PR #1412, opened 2023-07-27
FF to enable filtering notifications by push rules

Velin92:
Now that notifications do a small sliding sync when received, they should be able to get the push rules and filter automatically.

Since this is experimental, this needs to be enabled as a FF.

### DIFF
--- a/ElementX/Sources/Application/AppSettings.swift
+++ b/ElementX/Sources/Application/AppSettings.swift
@@ -190,7 +190,7 @@ final class AppSettings {
     @UserPreference(key: UserDefaultsKeys.pusherProfileTag, storageType: .userDefaults(store))
     var pusherProfileTag: String?
 
-    /// Alows notifications to he filtered based on the push context of the room
+    /// Allows notifications to be filtered based on the push context of the room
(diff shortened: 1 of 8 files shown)


ElementX/Sources/Application/AppSettings.swift
```diff
@@ -188,6 +188,10 @@ final class AppSettings {
     /// Tag describing which set of device specific rules a pusher executes.
     @UserPreference(key: UserDefaultsKeys.pusherProfileTag, storageType: .userDefaults(store))
     var pusherProfileTag: String?
+
+    /// Alows notifications to he filtered based on the push context of the room
```
pixlwave, line 192:
```suggestion
    /// Allows notifications to be filtered based on the push context of the room
```

NSE/Sources/Other/NSESettings.swift
```diff
@@ -21,4 +21,8 @@ final class NSESettings {
 
     /// UserDefaults to be used on reads and writes.
     private static var store: UserDefaults! = UserDefaults(suiteName: suiteName)
+
+    /// Alows notifications to he filtered based on the push context of the room
```
pixlwave, line 25: Same here

Velin92:
```suggestion
    /// Allows notifications to be filtered based on the push context of the room
```

Issue #1402, opened 2023-07-25
Message Reactions Design Review


callumu:
### Steps to reproduce

1. Add a 4px offset from the first emoji to the side of the bubble:

<img width="878" alt="Screenshot 2023-07-25 at 16 18 23" src="https://github.com/vector-im/element-x-ios/assets/110109933/1b78b310-9531-4966-9e96-4a5c046a8b47">
<img width="1215" alt="Screenshot 2023-07-25 at 16 18 10" src="https://github.com/vector-im/element-x-ios/assets/110109933/930ba8c7-3b60-45d0-8f6a-140de1e36a43">

2. The Show more / show less animation is jerky - it's probably best to be removed for now:

https://github.com/vector-im/element-x-ios/assets/110109933/92f61037-eb9d-411f-b1d3-f997919ca808

This jerky animation also shows when there are lots of emojis and some are removed.

3. Can we add a haptic for selecting an emoji?

4. Emoji bottom sheet - when launched with a carousel of emojis, the carousel launches in the incorrect position:

https://github.com/vector-im/element-x-ios/assets/110109933/83fc21b9-f4e2-4315-92c1-a72b53325605

5. Emoji bottom sheet - can the timestamp be vertically aligned with the user name? Can the size of the avatar, spacing between avatar and padding between name and matrix ID be checked against the designs? Can the padding of a carousel item between the number and the right of the selected state be increased if a number shows next to the emoji?

6. Animation when adding an emoji - can this be sped up x2?

7. Emoji icon in dark mode - check that it's dark/color/icon/secondary

### Outcome

...

### Will you send logs?

Yes

PR #1417, opened 2023-07-28
Reactions - Design review tweaks

langleyd:
Fixes https://github.com/vector-im/element-x-ios/issues/1402
- truncate reactions as per spec
- add haptic feedback on reacting
- Remove all collapse/expand animations on reactions
- tweak reaction and summary padding
- Fix alignment of time on reaction summary view
- Made sure reaction summary button in horizontal scroller is on screen on appear
- update screenshots


ElementX/Resources/Assets.xcassets/images/timeline/timeline-reaction-add-more.imageset/Contents.json
pixlwave, line 1: I have a feeling it would make more sense to make this asset render as a template by default, and apply the correct `foregroundColor` from Compound here instead of adding a dark variation of the same icon?

ElementX/Sources/Other/Extensions/String.swift
```diff
@@ -78,3 +78,12 @@ extension String {
         return whiteSpaces + "\u{2800}"
     }
 }
+
+extension String {
+    func ellipsize(length: Int) -> String {
+        guard count > length else {
+            return self
+        }
+        return "\(prefix(length))…"
```
pixlwave, line 87: I'm not sure I know how, but is it worth considering what do for for RTL strings here?

UITests/Sources/__Snapshots__/Application/en-GB-iPad-9th-generation.roomEncryptedWithAvatar.png
pixlwave, line 1: The new screenshot shows that adding reactions slightly reduces the padding of the trailing edge of outgoing bubbles to the screen's edge:
Screenshot 2023-07-28 at 3 29 39 pm

Weirdly, this only seems to be happening on iPad, on iPhone it looks fine.

pixlwave (approved):
LGTM, although there's a slight issue with the layout on iPad.

ElementX/Sources/Other/Extensions/String.swift
langleyd: Turns out it's handled for us, i.e. the text will flip for an RTL language.
image

This is the same behaviour for an iOS component like a Button(also uses an ellipsis).

UITests/Sources/__Snapshots__/Application/en-GB-iPad-9th-generation.roomEncryptedWithAvatar.png
langleyd: hrmm strange and looks ok in the ipad preview in xcode and on the simulator when I try it.

ElementX/Sources/Other/Extensions/String.swift
pixlwave: Oh nice! 🙌

UITests/Sources/__Snapshots__/Application/en-GB-iPad-9th-generation.roomEncryptedWithAvatar.png
langleyd: I actually had the padding incorrect, it should only have been applied on the leading side as per designs, not leading + trailing.

Not exactly sure why applying on both cause this but its not happening now at least.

What you have to do
Write out all the material exactly.

Problem solution
PR #1412, opened 2023-07-27
FF to enable filtering notifications by push rules

Velin92:
Now that notifications do a small sliding sync when received, they should be able to get the push rules and filter automatically.

Since this is experimental, this needs to be enabled as a FF.

### DIFF
--- a/ElementX/Sources/Application/AppSettings.swift
+++ b/ElementX/Sources/Application/AppSettings.swift
@@ -190,7 +190,7 @@ final class AppSettings {
     @UserPreference(key: UserDefaultsKeys.pusherProfileTag, storageType: .userDefaults(store))
     var pusherProfileTag: String?
 
-    /// Alows notifications to he filtered based on the push context of the room
+    /// Allows notifications to be filtered based on the push context of the room
(diff shortened: 1 of 8 files shown)


ElementX/Sources/Application/AppSettings.swift
```diff
@@ -188,6 +188,10 @@ final class AppSettings {
     /// Tag describing which set of device specific rules a pusher executes.
     @UserPreference(key: UserDefaultsKeys.pusherProfileTag, storageType: .userDefaults(store))
     var pusherProfileTag: String?
+
+    /// Alows notifications to he filtered based on the push context of the room
```
pixlwave, line 192:
```suggestion
    /// Allows notifications to be filtered based on the push context of the room
```

NSE/Sources/Other/NSESettings.swift
```diff
@@ -21,4 +21,8 @@ final class NSESettings {
 
     /// UserDefaults to be used on reads and writes.
     private static var store: UserDefaults! = UserDefaults(suiteName: suiteName)
+
+    /// Alows notifications to he filtered based on the push context of the room
```
pixlwave, line 25: Same here

Velin92:
```suggestion
    /// Allows notifications to be filtered based on the push context of the room
```

Issue #1402, opened 2023-07-25
Message Reactions Design Review


callumu:
### Steps to reproduce

1. Add a 4px offset from the first emoji to the side of the bubble:

<img width="878" alt="Screenshot 2023-07-25 at 16 18 23" src="https://github.com/vector-im/element-x-ios/assets/110109933/1b78b310-9531-4966-9e96-4a5c046a8b47">
<img width="1215" alt="Screenshot 2023-07-25 at 16 18 10" src="https://github.com/vector-im/element-x-ios/assets/110109933/930ba8c7-3b60-45d0-8f6a-140de1e36a43">

2. The Show more / show less animation is jerky - it's probably best to be removed for now:

https://github.com/vector-im/element-x-ios/assets/110109933/92f61037-eb9d-411f-b1d3-f997919ca808

This jerky animation also shows when there are lots of emojis and some are removed.

3. Can we add a haptic for selecting an emoji?

4. Emoji bottom sheet - when launched with a carousel of emojis, the carousel launches in the incorrect position:

https://github.com/vector-im/element-x-ios/assets/110109933/83fc21b9-f4e2-4315-92c1-a72b53325605

5. Emoji bottom sheet - can the timestamp be vertically aligned with the user name? Can the size of the avatar, spacing between avatar and padding between name and matrix ID be checked against the designs? Can the padding of a carousel item between the number and the right of the selected state be increased if a number shows next to the emoji?

6. Animation when adding an emoji - can this be sped up x2?

7. Emoji icon in dark mode - check that it's dark/color/icon/secondary

### Outcome

...

### Will you send logs?

Yes

PR #1417, opened 2023-07-28
Reactions - Design review tweaks

langleyd:
Fixes https://github.com/vector-im/element-x-ios/issues/1402
- truncate reactions as per spec
- add haptic feedback on reacting
- Remove all collapse/expand animations on reactions
- tweak reaction and summary padding
- Fix alignment of time on reaction summary view
- Made sure reaction summary button in horizontal scroller is on screen on appear
- update screenshots


ElementX/Resources/Assets.xcassets/images/timeline/timeline-reaction-add-more.imageset/Contents.json
pixlwave, line 1: I have a feeling it would make more sense to make this asset render as a template by default, and apply the correct `foregroundColor` from Compound here instead of adding a dark variation of the same icon?

ElementX/Sources/Other/Extensions/String.swift
```diff
@@ -78,3 +78,12 @@ extension String {
         return whiteSpaces + "\u{2800}"
     }
 }
+
+extension String {
+    func ellipsize(length: Int) -> String {
+        guard count > length else {
+            return self
+        }
+        return "\(prefix(length))…"
```
pixlwave, line 87: I'm not sure I know how, but is it worth considering what do for for RTL strings here?

UITests/Sources/__Snapshots__/Application/en-GB-iPad-9th-generation.roomEncryptedWithAvatar.png
pixlwave, line 1: The new screenshot shows that adding reactions slightly reduces the padding of the trailing edge of outgoing bubbles to the screen's edge:
Screenshot 2023-07-28 at 3 29 39 pm

Weirdly, this only seems to be happening on iPad, on iPhone it looks fine.

pixlwave (approved):
LGTM, although there's a slight issue with the layout on iPad.

ElementX/Sources/Other/Extensions/String.swift
langleyd: Turns out it's handled for us, i.e. the text will flip for an RTL language.
image

This is the same behaviour for an iOS component like a Button(also uses an ellipsis).

UITests/Sources/__Snapshots__/Application/en-GB-iPad-9th-generation.roomEncryptedWithAvatar.png
langleyd: hrmm strange and looks ok in the ipad preview in xcode and on the simulator when I try it.

ElementX/Sources/Other/Extensions/String.swift
pixlwave: Oh nice! 🙌

UITests/Sources/__Snapshots__/Application/en-GB-iPad-9th-generation.roomEncryptedWithAvatar.png
langleyd: I actually had the padding incorrect, it should only have been applied on the leading side as per designs, not leading + trailing.

Not exactly sure why applying on both cause this but its not happening now at least.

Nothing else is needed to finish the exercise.